I can only speak of the similiarities and differences of the two arts based upon my experience with two schools - an unafilliated Shotokan Dojo and a Federation TSD Dojang. In my experience, TSD had more of an emphasis on the waist twist as well as a greater emphasis on kicking in even the lower gups. I would have to say, however, that TSD and Shotokan have more in common than TSD and most TKD, IMHO.


----------



## Pale Rider

I agree 100%.  That is exactly what I stated above.  Great post


----------



## jujutsu_indonesia

Just curious.. does Tang Soo Do have throwing and joint locking? If yes, were they imported from Hapkido or are they native to Tang Soo Do as taught by Mr. Hwang Kee?

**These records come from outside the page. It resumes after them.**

PR #2798, opened 2025-06-29
Add `--tempdir` command-line option

casey:


W1M0R:
Thanks @casey, this looks great.

qnerden-ifx:
I'm getting a weird behavior when using `~`
```bash
just --tempdir=~/tmp foo
error: Recipe `foo` could not be run because of an IO error while trying to create a temporary directory or write a file to that directory: No such file or directory (os error 2) at path "/home/myredacteduser/dev/~/tmp/just-3FlApn"
```

But this works:
```
$ mkdir tmp
$ just --tempdir=tmp foo
```

kenden:
@casey  I'm getting a weird behavior when using `~`
```bash
just --tempdir=~/tmp foo
error: Recipe `foo` could not be run because of an IO error while trying to create a temporary directory or write a file to that directory: No such file or directory (os error 2) at path "/home/myredacteduser/dev/~/tmp/just-3FlApn"
```

But this works:
```
$ mkdir tmp
$ just --tempdir=tmp foo
```

Maybe `--tempdir` should take an absolute path.

casey:
@kenden `~` is expanded by the shell, and is only expanded if it is the first character of a whitespace-delimited word. Try this:

```
just --tempdir ~/tmp foo
```

kenden:
@casey thanks, I didn't know `~` / tilde is only expanded if it is the first character of a whitespace-delimited word.
It works 👍

PR #2804, opened 2025-07-05
Resolve cygpath from env `JUST_CYGPATH`

### LINKED ISSUE #2641: Search cygpath.exe from Git's install path
I was trying the [Shebang Recipes](https://just.systems/man/en/shebang-recipes.html) function and got this error:

```cmd
C:\Users\hyrious\Desktop\Sakuna>just ruby
error: Could not find `cygpath` executable to translate recipe `ruby` shebang interpreter path:
program not found
```

This was because I do not have `cygpath` in my PATH. I do have cygpath.exe in the installation directory of Git and MSYS2, but they are not added to PATH for not polluting my normal shell. For example, PowerShell would prefer `echo.exe` (from bash) over the `echo` command, they behave differently obviously.

While the most complete solution may be quite complex regarding to #1549 and #2599. I have a more trivial feature request that, `just` can search for `cygpath.exe` from common paths like a relative path to Git:

```cmd
C:\Users\hyrious\Desktop\Sakuna>C:\progra~1\Git\usr\bin\cygpath --version
cygpath (cygwin) 3.4.10
Path Conversion Utility
Copyright (C) 1998 - 2024 Cygwin Authors
This is free software; see the source for copying conditions.  There is NO
warranty; not even for MERCHANTABILITY or FITNESS FOR A PARTICULAR PURPOSE.

C:\Users\hyrious\Desktop\Sakuna>C:\progra~1\Git\usr\bin\cygpath ruby
ruby
```

The basic logic is as follows:

1. See if `C:\progra~1\Git\usr\bin\cygpath.exe` exists. This is the default location that Git for Windows will be installed at. It is highly possible that there's a `cygpath.exe`.
2. If not, search for `git.exe` by `where git` or simply iterating over the PATH environment.
3. If `git` exists, resolve the `cygpath` by `join(git_path, '../../usr/bin/cygpath.exe')`.

   ```js
   > fs.existsSync(path.join(String.raw`C:\Progra~1\Git\cmd\git.exe`, '../../usr/bin/cygpath.exe'))
   true
   ```

You're free to choose not to implement that.

hyrious:
I couldn't pass all the tests from my Windows setup because it seems to rely on a real `sh` program.

I did verify the env works:

```
> cargo b
> target\debug\just.exe --shell "C:\Program Files\Git\usr\bin\sh.exe" _ruby
Hello from ruby!
```

...where otherwise it prints:

```
error: Could not find `cygpath` executable to translate recipe `_ruby` shebang interpreter path:
program not found
```

Fixes #2641

### DIFF
--- a/src/config.rs
+++ b/src/config.rs
@@ -209,7 +209,7 @@ impl Config {
           .action(ArgAction::Set)
           .value_parser(value_parser!(PathBuf))
           .default_value("cygpath")
-          .help("Use binary at <CYGPATH> convert between unix and Windows paths."),
+          .help("Use binary at <CYGPATH> to convert between unix and Windows paths."),
       )
       .arg(
         Arg::new(arg::DOTENV_FILENAME)
--- a/src/config.rs
+++ b/src/config.rs
@@ -17,7 +17,7 @@ pub(crate) struct Config {
   pub(crate) check: bool,
   pub(crate) color: Color,
   pub(crate) command_color: Option<ansi_term::Color>,
-  pub(crate) cygpath: Option<PathBuf>,
+  pub(crate) cygpath: PathBuf,
   pub(crate) dotenv_filename: Option<String>,
   pub(crate) dotenv_path: Option<PathBuf>,
   pub(crate) dry_run: bool,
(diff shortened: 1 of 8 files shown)


casey (changes requested):
I think this should be done as a command-line option, `--cygpath`, which also can be set using an environment variable. See `config.rs`. Command line options show up in `--help`, so they're a little more discoverable.

hyrious:
Hi I just added the `--cygpath` command-line option. I'm using `Option<OsString>` as the config value, but there's no other config using the same type. It seems that `clap` does accept this type and my local testing also passes. I'm not sure if it is the prefered way to do this.

casey:
Nice. I think it should be a `PathBuf`, since it could either be just the filename, or an absolute path to the binary.

hyrious:
Done. I have also tested it locally to verify it works.

casey:
Nice, thank you!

I learned Goju-ryu and Wado-ryu Karate, and those two Karate styles has many throwing techniques (but from different sources, Goju-ryu took its throws from Kata applications, Wado-ryu took its throws from Yoshin-ryu Jujutsu).


----------



## mtabone

Hello,

Tang Soo Do naturaly has joint locks, grappling, and throws. Though I am sure over the years more and more has been added from various places. 

I hope this helps. 

TANG SOO!

Michael Tabone


----------



## jujutsu_indonesia

mtabone said:
			
		

> Hello,
> 
> Tang Soo Do naturaly has joint locks, grappling, and throws. Though I am sure over the years more and more has been added from various places.
> 
> I hope this helps.
> 
> TANG SOO!
> 
> Michael Tabone


Thank you for the information. May I know at which belt ranks these techniques will be taught? Are they looks like those of Judo or more like Chinese Qinna-Shou? Any pictures?


----------



## mtabone

Hello jujutsu_indonesia,



Now a little on myself before I answer this question. I trained in Tang Soo Do/Soo Bahk Do Moo Duk Kwan from 1992 to 1995 then Tang Soo Do Mi Guk Kwan from 1995 to present (and of course, beyond). In both these styles of the same system throws, grappling, and joint locks where taught. We started learning joint locks in the form of defense against being grabbed at about the 6-9 month mark. It then develops in this way through hand grabs of all kinds to include the arm bars, etc, and such to more and more grappling. As time marches on, the teaching of the throws are then taught. The joint locks are more inline with that of Jujitsu then most anything, and the throws are mostly like Aikido throws. We learn proper falling, rolling, etc. From the time you start learning the joint locks you are introduced to more and more of the grappling and throws, but seeing both of those are not required material on tests, it is not necessarily something that has a set pace to be learned.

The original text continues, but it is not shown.